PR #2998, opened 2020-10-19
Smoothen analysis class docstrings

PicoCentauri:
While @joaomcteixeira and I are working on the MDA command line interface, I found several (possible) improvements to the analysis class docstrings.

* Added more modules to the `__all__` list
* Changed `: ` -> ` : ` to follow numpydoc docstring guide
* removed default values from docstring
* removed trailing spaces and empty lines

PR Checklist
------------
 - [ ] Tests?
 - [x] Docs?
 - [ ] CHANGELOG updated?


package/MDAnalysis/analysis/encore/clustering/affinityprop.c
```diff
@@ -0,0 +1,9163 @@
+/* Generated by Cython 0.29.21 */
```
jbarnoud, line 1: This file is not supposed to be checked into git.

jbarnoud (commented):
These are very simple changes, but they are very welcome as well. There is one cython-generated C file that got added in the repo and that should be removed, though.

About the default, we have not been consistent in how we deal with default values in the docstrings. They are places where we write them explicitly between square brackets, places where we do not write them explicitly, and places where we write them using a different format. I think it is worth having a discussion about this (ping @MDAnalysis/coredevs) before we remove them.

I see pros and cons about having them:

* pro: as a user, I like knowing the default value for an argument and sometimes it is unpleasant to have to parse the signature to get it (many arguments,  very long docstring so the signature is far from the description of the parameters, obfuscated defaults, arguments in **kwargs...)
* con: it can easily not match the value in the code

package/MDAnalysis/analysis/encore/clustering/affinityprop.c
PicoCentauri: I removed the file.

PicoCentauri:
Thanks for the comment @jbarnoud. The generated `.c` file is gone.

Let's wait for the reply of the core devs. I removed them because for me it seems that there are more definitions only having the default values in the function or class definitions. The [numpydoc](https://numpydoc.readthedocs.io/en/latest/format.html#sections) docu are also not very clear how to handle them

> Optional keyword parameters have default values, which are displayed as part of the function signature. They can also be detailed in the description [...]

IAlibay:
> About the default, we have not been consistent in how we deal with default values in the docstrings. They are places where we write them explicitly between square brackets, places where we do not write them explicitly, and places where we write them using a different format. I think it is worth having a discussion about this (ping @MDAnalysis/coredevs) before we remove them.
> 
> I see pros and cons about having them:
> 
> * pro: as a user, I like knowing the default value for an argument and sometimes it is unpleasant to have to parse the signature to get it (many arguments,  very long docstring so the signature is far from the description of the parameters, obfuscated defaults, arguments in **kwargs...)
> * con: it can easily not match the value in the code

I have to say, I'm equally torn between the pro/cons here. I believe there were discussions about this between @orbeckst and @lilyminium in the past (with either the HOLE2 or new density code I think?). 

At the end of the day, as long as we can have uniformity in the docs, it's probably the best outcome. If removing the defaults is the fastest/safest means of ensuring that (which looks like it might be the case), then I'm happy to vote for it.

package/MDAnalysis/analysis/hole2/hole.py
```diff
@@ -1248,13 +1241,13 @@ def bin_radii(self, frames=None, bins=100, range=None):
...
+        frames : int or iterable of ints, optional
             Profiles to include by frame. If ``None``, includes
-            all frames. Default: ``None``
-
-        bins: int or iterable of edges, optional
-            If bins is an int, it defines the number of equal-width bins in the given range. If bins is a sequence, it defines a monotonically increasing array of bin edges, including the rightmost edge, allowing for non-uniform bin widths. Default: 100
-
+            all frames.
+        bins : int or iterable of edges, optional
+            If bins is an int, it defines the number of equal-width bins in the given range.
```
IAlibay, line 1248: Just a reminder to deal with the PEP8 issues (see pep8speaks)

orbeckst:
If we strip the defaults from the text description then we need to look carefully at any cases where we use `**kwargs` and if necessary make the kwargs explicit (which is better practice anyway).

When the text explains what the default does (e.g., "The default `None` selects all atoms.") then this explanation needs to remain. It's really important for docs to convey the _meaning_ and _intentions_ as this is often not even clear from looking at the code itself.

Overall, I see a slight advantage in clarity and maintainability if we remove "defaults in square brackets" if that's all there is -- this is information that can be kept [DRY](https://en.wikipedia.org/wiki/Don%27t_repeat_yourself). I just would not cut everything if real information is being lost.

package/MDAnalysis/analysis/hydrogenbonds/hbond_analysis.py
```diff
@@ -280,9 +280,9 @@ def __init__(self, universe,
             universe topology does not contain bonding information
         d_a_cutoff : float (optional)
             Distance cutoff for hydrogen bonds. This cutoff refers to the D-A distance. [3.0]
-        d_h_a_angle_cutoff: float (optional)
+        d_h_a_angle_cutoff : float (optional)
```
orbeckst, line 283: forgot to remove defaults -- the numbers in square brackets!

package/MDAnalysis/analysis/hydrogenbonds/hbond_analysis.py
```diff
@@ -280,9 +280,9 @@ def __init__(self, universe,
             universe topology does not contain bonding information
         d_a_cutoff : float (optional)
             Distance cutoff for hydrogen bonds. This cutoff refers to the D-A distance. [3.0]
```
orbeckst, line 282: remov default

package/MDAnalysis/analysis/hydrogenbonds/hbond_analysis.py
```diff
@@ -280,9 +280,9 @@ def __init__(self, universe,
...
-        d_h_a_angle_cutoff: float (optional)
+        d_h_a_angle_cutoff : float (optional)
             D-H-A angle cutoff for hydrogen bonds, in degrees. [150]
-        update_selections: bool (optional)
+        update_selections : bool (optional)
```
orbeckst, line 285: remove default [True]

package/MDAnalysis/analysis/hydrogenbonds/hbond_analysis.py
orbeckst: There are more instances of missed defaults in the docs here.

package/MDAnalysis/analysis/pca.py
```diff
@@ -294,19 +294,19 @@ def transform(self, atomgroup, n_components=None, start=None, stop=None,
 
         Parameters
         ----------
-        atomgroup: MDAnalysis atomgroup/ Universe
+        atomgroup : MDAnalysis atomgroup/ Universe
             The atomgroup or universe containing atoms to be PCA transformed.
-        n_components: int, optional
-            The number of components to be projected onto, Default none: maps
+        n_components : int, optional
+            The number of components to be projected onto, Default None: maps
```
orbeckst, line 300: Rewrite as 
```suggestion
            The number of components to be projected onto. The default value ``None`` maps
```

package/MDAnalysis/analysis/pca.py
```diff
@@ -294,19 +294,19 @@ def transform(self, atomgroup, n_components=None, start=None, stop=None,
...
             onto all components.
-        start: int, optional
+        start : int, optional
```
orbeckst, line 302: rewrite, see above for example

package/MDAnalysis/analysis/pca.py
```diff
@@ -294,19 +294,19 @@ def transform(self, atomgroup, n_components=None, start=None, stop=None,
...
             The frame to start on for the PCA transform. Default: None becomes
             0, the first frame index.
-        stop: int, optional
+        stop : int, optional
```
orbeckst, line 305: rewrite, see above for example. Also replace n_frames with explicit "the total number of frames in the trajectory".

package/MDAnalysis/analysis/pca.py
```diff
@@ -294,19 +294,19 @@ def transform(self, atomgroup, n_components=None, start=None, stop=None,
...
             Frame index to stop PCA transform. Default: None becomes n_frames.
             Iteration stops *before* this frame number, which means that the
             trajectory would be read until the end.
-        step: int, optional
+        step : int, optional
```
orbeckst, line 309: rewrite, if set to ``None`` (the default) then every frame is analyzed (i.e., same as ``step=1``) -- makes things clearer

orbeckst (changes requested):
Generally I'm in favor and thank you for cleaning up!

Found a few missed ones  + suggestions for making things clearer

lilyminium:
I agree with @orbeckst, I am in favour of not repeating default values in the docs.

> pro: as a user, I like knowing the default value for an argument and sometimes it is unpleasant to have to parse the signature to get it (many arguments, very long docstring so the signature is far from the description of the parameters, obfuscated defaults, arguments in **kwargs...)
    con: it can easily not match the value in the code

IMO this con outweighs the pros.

· · · ·

◆ **Exercise prompt**: Looking at the records above, return exactly the lines from the line with "Added more modules" to the line with "Thanks for the", both ends included.

◆ **Expected output**:
* Added more modules to the `__all__` list
* Changed `: ` -> ` : ` to follow numpydoc docstring guide
* removed default values from docstring
* removed trailing spaces and empty lines

PR Checklist
------------
 - [ ] Tests?
 - [x] Docs?
 - [ ] CHANGELOG updated?


package/MDAnalysis/analysis/encore/clustering/affinityprop.c
```diff
@@ -0,0 +1,9163 @@
+/* Generated by Cython 0.29.21 */
```
jbarnoud, line 1: This file is not supposed to be checked into git.

jbarnoud (commented):
These are very simple changes, but they are very welcome as well. There is one cython-generated C file that got added in the repo and that should be removed, though.

About the default, we have not been consistent in how we deal with default values in the docstrings. They are places where we write them explicitly between square brackets, places where we do not write them explicitly, and places where we write them using a different format. I think it is worth having a discussion about this (ping @MDAnalysis/coredevs) before we remove them.

I see pros and cons about having them:

* pro: as a user, I like knowing the default value for an argument and sometimes it is unpleasant to have to parse the signature to get it (many arguments,  very long docstring so the signature is far from the description of the parameters, obfuscated defaults, arguments in **kwargs...)
* con: it can easily not match the value in the code

package/MDAnalysis/analysis/encore/clustering/affinityprop.c
PicoCentauri: I removed the file.

PicoCentauri:
Thanks for the comment @jbarnoud. The generated `.c` file is gone.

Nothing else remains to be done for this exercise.